LISTED ENTRIES:
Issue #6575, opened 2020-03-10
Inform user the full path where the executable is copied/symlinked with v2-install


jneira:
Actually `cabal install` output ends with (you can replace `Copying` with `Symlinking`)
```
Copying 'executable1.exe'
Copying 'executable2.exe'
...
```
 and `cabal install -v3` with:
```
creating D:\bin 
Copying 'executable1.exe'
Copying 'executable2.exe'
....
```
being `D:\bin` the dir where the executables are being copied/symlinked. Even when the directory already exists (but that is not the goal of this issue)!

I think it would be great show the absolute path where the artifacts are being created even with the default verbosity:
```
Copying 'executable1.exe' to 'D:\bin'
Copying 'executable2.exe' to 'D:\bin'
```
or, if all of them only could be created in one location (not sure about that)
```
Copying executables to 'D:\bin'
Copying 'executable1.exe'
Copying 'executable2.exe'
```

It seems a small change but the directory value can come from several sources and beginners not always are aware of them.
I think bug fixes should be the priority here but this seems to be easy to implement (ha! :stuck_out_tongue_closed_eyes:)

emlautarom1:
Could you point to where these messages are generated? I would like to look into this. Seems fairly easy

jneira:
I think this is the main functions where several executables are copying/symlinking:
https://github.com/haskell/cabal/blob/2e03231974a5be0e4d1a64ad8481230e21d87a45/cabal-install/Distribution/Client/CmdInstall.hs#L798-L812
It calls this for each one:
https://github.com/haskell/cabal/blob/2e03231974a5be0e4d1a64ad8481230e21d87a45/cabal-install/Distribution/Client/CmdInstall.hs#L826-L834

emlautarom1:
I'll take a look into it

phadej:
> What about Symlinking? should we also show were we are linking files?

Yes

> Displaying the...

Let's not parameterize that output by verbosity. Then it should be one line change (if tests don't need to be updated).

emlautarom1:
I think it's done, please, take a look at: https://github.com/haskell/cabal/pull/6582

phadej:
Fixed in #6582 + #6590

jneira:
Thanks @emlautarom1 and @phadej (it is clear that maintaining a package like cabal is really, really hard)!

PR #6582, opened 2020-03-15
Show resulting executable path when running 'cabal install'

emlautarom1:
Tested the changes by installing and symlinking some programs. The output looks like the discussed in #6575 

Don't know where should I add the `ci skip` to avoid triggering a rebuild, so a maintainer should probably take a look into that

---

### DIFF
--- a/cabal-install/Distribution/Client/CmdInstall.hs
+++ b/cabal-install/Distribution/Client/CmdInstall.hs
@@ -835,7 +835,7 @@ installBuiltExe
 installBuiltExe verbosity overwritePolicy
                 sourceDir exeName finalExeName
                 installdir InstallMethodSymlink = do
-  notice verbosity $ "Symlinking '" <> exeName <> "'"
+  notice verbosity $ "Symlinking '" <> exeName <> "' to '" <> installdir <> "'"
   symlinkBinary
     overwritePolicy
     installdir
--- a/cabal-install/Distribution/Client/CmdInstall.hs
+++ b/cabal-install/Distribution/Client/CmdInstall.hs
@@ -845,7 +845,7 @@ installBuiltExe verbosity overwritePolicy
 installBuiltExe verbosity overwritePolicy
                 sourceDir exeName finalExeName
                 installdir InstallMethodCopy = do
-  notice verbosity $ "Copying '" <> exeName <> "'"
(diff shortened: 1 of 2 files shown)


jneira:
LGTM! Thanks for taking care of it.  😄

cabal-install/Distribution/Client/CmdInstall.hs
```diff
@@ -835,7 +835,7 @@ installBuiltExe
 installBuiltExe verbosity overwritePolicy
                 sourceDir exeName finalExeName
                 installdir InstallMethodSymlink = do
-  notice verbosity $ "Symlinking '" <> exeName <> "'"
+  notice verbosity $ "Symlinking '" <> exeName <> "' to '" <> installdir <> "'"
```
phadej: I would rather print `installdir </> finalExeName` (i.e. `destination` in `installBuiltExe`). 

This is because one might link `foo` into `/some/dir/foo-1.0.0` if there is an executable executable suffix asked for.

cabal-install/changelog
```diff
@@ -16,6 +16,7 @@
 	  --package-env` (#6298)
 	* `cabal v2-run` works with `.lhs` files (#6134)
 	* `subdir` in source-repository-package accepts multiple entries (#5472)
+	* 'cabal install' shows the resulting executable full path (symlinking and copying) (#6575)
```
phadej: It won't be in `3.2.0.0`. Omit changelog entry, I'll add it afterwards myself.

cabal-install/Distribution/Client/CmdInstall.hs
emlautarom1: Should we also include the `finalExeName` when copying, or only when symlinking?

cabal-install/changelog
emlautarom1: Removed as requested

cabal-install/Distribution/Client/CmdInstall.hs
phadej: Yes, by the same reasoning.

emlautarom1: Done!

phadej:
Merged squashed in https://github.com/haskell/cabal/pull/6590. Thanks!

==

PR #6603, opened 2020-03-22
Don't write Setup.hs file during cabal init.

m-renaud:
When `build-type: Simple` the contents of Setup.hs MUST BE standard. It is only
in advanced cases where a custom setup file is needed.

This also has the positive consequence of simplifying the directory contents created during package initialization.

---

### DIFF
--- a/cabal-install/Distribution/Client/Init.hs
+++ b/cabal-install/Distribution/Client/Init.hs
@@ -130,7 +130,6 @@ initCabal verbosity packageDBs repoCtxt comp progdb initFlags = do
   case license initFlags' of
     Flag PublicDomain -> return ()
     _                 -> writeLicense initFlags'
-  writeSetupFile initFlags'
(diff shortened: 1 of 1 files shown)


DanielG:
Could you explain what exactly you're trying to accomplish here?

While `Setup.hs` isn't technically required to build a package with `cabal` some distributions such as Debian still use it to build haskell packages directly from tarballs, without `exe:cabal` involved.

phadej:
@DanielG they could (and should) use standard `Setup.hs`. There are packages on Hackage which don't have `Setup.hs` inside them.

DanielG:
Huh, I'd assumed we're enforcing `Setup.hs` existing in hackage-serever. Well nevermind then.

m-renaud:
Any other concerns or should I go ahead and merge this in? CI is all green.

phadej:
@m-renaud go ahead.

EXERCISE: Retype only the stretch of lines above starting at the one with "PR #6603, opened 2020-03-22" and stopping at the one with "in advanced cases", exactly as written, with both kept.

RESPONSE TO THIS TASK:
PR #6603, opened 2020-03-22
Don't write Setup.hs file during cabal init.

m-renaud:
When `build-type: Simple` the contents of Setup.hs MUST BE standard. It is only
in advanced cases where a custom setup file is needed.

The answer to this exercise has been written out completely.